NOES is cold-rolled, flat-rolled alloy steel used in the machine tool industry and electricity generators.
For allegedly dumping NOES products that Washington says generated unfair pricing competition for their US rivals, Leicong and five other steelmakers will be made to pay anti-subsidy duties ranging from 6.41 to 12.82 percent for US imports, the Bureau of Foreign Trade said yesterday in a statement on its Web site.
Bureau deputy director-general Cynthia Kiang (江文若) said by telephone: “Only those steelmakers which received subsidies accounting for more than 2 percent of their NOES prices would face the anti-subsidy duties.”
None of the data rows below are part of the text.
PR #945, opened 2018-01-15
feat(#928): simplifies dependencies for Standalone Mode

### LINKED ISSUE #928: Simplify dependencies for standalone mode
##### Issue Overview

All the projects I have seen that are using Arquillian Cube, they are using standalone mode. This means that they always have to add two dependencies the core one and the cube (docker|restassured|kubernetes|openshift) ones.

##### Expected Behaviour

Create a project that contains both dependencies (core-standalone and cube(docker|restassured|kubernetes|openshift)) so from the UX point of view, only one jar is required.

Also, this simplifies the adoption since user don't need to understand anything about the internals of Arquillian (what does it means standalone) or use the wrong approach (they use the container mode but what they really meant is the standalone one).

##### Current Behaviour

Two dependencies are required.

hemanik:
Packages set of commonly used dependencies together in a jar module to be used as a single entity for improving user adoption.

- [x] Adds missing names to existing modules.
- [x] Adds `starter` modules for OpenShift, Kubernetes, and Docker Extensions.
- [x] Update functional tests to contain simplified dependencies.

Fixes #928

### DIFF
--- a/arquillian-cube-docker-starter/pom.xml
+++ b/arquillian-cube-docker-starter/pom.xml
@@ -1,0 +1,30 @@
+<?xml version="1.0" encoding="UTF-8"?>
+<project xmlns="http://maven.apache.org/POM/4.0.0"
+         xmlns:xsi="http://www.w3.org/2001/XMLSchema-instance"
+         xsi:schemaLocation="http://maven.apache.org/POM/4.0.0 http://maven.apache.org/xsd/maven-4.0.0.xsd">
+  <parent>
+    <groupId>org.arquillian.cube</groupId>
+    <artifactId>arquillian-cube-parent</artifactId>
+    <version>1.12.1-SNAPSHOT</version>
+  </parent>
+
+  <modelVersion>4.0.0</modelVersion>
+
+  <artifactId>arquillian-cube-docker-starter</artifactId>
+  <packaging>jar</packaging>
+
+  <name>Arquillian Cube Docker Starter</name>
+  <description>Optimized dependencyManagement for the Arquillian Cube Docker Project</description>
+
+  <dependencies>
+    <dependency>
+      <groupId>org.arquillian.cube</groupId>
+      <artifactId>arquillian-cube-docker</artifactId>
+    </dependency>
+    <dependency>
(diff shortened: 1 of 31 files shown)


arquillian-cube-docker-starter/pom.xml
```diff
@@ -0,0 +1,32 @@
...
+  <packaging>jar</packaging>
+
+  <name>Arquillian Cube Docker Starter</name>
+  <description>Optimized dependencyManagement for the Arquillian Cube Docker Project</description>
+
+  <dependencies>
+    <dependency>
+      <groupId>org.arquillian.cube</groupId>
+      <artifactId>arquillian-cube-docker</artifactId>
+      <scope>test</scope>
```
dipak-pawar: Can you try with removing `<scope>test</scope>`?

pom.xml
```diff
@@ -184,6 +187,24 @@
         <version>${project.version}</version>
       </dependency>
 
+      <dependency>
+        <groupId>org.arquillian.cube</groupId>
+        <artifactId>arquillian-cube-openshift-starter</artifactId>
+        <version>${project.version}</version>
```
dipak-pawar: why we don't have `<scope>test</scope>`? In case if user forget to override scope while using this dependency in submodule.

docs/bom.adoc
```diff
@@ -107,6 +107,17 @@ Then include the individual modules as you see fit, by simply depending on the u
...
 
+==== Arquillian Cube Docker Starter (Single Unified Dependency for Cube Docker in Standalone Mode)
+
+[source, xml]
+----
+<dependency>
+    <groupId>org.arquillian.cube</groupId>
+    <artifactId>arquillian-cube-docker-starter</artifactId>
+    <scope>test</scope>
+</dependency>
```
bartoszmajsak: How about sourcing these dependencies from the actual POM where it's defined? This way if we ever rename it we won't need to care about changes in the docs too.

lordofthejars:
@hemanik can you resolve conflict? @dipak-pawar after the merge conflict we are going to merge right?

dipak-pawar:
@lordofthejars Go ahead with merge after resolving conflicts.

Issue #935, opened 2018-01-09
Create a testing namespace for each test method


lordofthejars:
##### Issue Overview

Create a testing (random) namespace for each test method instead of each test suite.

This behaviour must be disabled by default and be configured as property to create it or not.

##### Expected Behaviour

Create a testing (random) namespace for each test method execution.

##### Current Behaviour

Namespace is created for each test suite execution.

dipak-pawar:
Would it be nice if we make it configurable on classlevel as well? So depending on configuration provided in `arquillian.xml` we'll create namespace for class level or method level. wdyt @lordofthejars @bartoszmajsak?

lordofthejars:
Yes, by default class level, but definitely it is a good idea.

lordofthejars:
We have tried to implement this but after it is not easy at all. First because if we create a namespace for class/method then we need to avoid creating a namespace for suite. This is not hard, but for any reason that we couldn't determinate if we call `SessionManagerLifecycle` class before class/method then we get some privilege errors. Probably when you create the namespace in suite scope, between the scope and the real deployment of resources there is something that makes everything work as expected.

Since this issue is not urgent and there are no requests regarding this, and on the other side there are some issues that are more urgent, we decided to park it for the moment.

PR #950, opened 2018-01-17
feat(#933): implements creating resources for method level templates

### LINKED ISSUE #933: Add @Template annotation in test method scope
##### Issue Overview

Add `@Template` annotation in test method scope.

##### Expected Behaviour

Allow defining `@Template` at method level, so the template is applied before executing the method and everything applied from that template removed after the test method.

##### Current Behaviour

`@Template` only works at class level

dipak-pawar:
Implements `@Template` in method scope.

- deploying templates defined over method using `@Template` annotation
- deleting resources created by template in after test
- Refactoring

Fixes #933


openshift/openshift/src/main/java/org/arquillian/cube/openshift/impl/resources/MethodTemplateProcessor.java
```diff
@@ -0,0 +1,127 @@
...
+    public List<Template> getTemplates() {
+        return templates;
+    }
+
+    /**
+     * Instantiates the templates specified by @Template within @Templates
+     */
+    public List<List<? extends OpenShiftResource>> processTemplateResources() {
+        List<? extends OpenShiftResource> resources;
+        final List<List<? extends OpenShiftResource>> RESOURCES = new ArrayList<>();
```
lordofthejars: I know this code comes from old impl. but can we name this variable in lower case to not confuse as a constant?

openshift/openshift/src/main/java/org/arquillian/cube/openshift/impl/resources/TemplateProcessor.java
```diff
@@ -0,0 +1,40 @@
...
+import org.arquillian.cube.openshift.api.model.DeploymentConfig;
+import org.arquillian.cube.openshift.api.model.OpenShiftResource;
+import org.arquillian.cube.openshift.impl.adapter.OpenShiftAdapter;
+import org.arquillian.cube.openshift.impl.utils.Operator;
+import org.arquillian.cube.openshift.impl.utils.ParamValue;
+import org.arquillian.cube.openshift.impl.utils.TemplateUtils;
+
+public interface TemplateProcessor {
+
+    List<List<? extends OpenShiftResource>> processTemplateResources();
```
lordofthejars: Can we flat this to be a single List of `OpenShiftResources` instead of list of lists?

dipak-pawar: We have list of generics due to which it's not possible. See ref [[1]](https://docs.oracle.com/javase/tutorial/extra/generics/wildcards.html), [[2]](https://stackoverflow.com/questions/6504208/another-java-generic-question/6504576#6504576)

dipak-pawar: I was wrong here. We can do it by contravariance( widening a reference)

dipak-pawar:
@lordofthejars: We are waiting for this from long time. As we are blocked on namespace issue #935 let's merge it.

lordofthejars:
Ok, let's merge and if there is something we can always open another PR.

PR #959, opened 2018-01-19
feat(#935): makes namespace configurable at test method  and class scope levels.

### LINKED ISSUE #935: Create a testing namespace for each test method

hemanik:

Enables creating a temporary random namespace at test method scope and class scope for OpenShift extension. 

This feature is disabled by default and can be enabled by setting the property  `namespace.method.scope.enabled` and `namespace.class.scope.enabled` for test method and class scope respectively in `arquillian.xml` .

By default, the namespace is created at test suite level. 

- creates properties `namespace.method.scope.enabled` and `namespace.class.scope.enabled` for configuring the namespace scope.
- updates CEEnvironmentProcessor to create a temporary namespace at different scope levels.
- updates a ftest to test the proposed changes. 

#### Missing

- [ ] documentation

Fixes #935


openshift/openshift/src/main/java/org/arquillian/cube/openshift/impl/CEEnvironmentProcessor.java
```diff
@@ -93,6 +98,11 @@ public void createEnvironment(@Observes(precedence = 10) BeforeClass event, Open
         CubeOpenShiftConfiguration configuration) {
         final TestClass testClass = event.getTestClass();
         log.info(String.format("Creating environment for %s", testClass.getName()));
+
+        if (configuration.isNamespaceClassScopeEnabled()) {
+            namespaceService.get().create(configuration.getNamespace() + "-" + testClass.getJavaClass().hashCode());
```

Kiang said the anti-subsidy duty rates were determined by US Customs on the basis of the value of the subsidies each steelmaker received from the Taiwanese government.
“However, the results of the US Department of Commerce’s anti-dumping probe will be proven false because the Taiwanese government never conducted a subsidy program for steelmakers,” Kiang said.
As a member of the WTO, Taiwan cannot subsidize any company in its steel industry and must “treat every firm equally,” she added.
To help resolve the six steelmakers’ dispute with US officials, a bureau task force plans to aid the US commerce department’s anti-subsidy investigation in the coming months by providing documents that track the firms’ NOES prices, she added.
The department is scheduled to issue a final decision on its probe in July.
China Steel Corp (CSC, 中鋼), Taiwan’s No. 1 integrated steelmaker, and its subsidiaries will not be subject to the anti-subsidy tax because a preliminary investigation found that they received “an inconsiderable amount” in subsidies.
According to Washington, a de minimis subsidy rate of less than 1 percent was calculated for China Steel and affiliates Himag Magnetic Corp (高科磁技) and China Steel Global Trading Corp (中貿國際).
The department launched its anti-subsidy probe into exporters from Taiwan, China and South Korea in November last year after Ohio-based AK Steel Corp filed a complaint with the department.
It is the first time in 27 years that Taiwan’s steelmakers have been the subjects of an anti-dumping investigation by the US government.